Human CLOCK enhances cognitive flexibility by altering cortical excitatory neuron function

A BAC containing human CLOCK gene with flanking regulatory region was transferred to mice. The humazied (HU) mice outperformed wildtype (WT) in a reversal learning task, and hence suggested enhanced cognitive flexibility in HU mice. IHC of frontal cortex suggested that the enhanced cognitive flexibility in HU mice might result from the increased neuronal density, dendritic arborization, and spine density. In order to determine the molecular mechanism, we conducted single-nuclei RNA-seq on frontal cortex from postnatal 7 day (P7) and P56 mice. In the excitatory neuron, genes that upregulated in HU mice were enriched for dendritic growth (e.g.
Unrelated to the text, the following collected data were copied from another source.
PR #1256, opened 2023-06-28
feat(destinations): Expose TLS options for Kafka OTLP

antonblock:
### Proposed Change

- Enable TLS authentication option for Kafka OTLP (`kafkareceiver`)
- https://github.com/open-telemetry/opentelemetry-collector-contrib/tree/main/receiver/kafkareceiver#getting-started

See Nico for getting access to a TLS env

##### Checklist
- [ ] Changes are tested
- [ ] CI has passed


jsirianni:
Does the Kafka receive support TLS without mutual authentication (no cert / key)?

jsirianni:
> Does the Kafka receive support TLS without mutual authentication (no cert / key)?

I misunderstood that this is literally an authentication option, not kafka listening with TLS for all traffic.

resources/source-types/kafka_otlp.yaml
```diff
@@ -73,6 +72,62 @@ spec:
...
+      type: string
+      required: false
+      default: ""
+      relevantIf:
+        - name: auth_type
+          operator: equals
+          value: tls
+        - name: insecure_skip_verify
+          operator: equals
+          value: true
```
jsirianni, line 98: I think we can remove this condition for ca_file, cert_file, key_file, for two reasons:
1. I think the kafka receiver doc has things backwards. You always want to setup certificates when tls verification is enabled (not skipped).
2. I think you could end up in a situation where you configure certificates and skip verification, so exposing all four options together might make sense.

I have not actually tested this but my gut is saying the receiver doc has things backwards.

Mrod1598 (approved):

Tenm2 and Flrt2), spine formation (e.g. Cntn5 and Sorcs2), and energy metabolism (e.g. Suclg1 and Cox8a). P7 and P56 of humanized (CLOCKhum;Clock-/-, HU), knockout (Clock-/-, KO), and wildtype (Clock+/+, WT) mice were harvested rostral part of frontal cortex which is corresponding to the cortex part of Coronal level 22-36 in Allen Brain Atlas: Reference Atlas, Version 2 (2011), and extracted single nuclei for sequencing.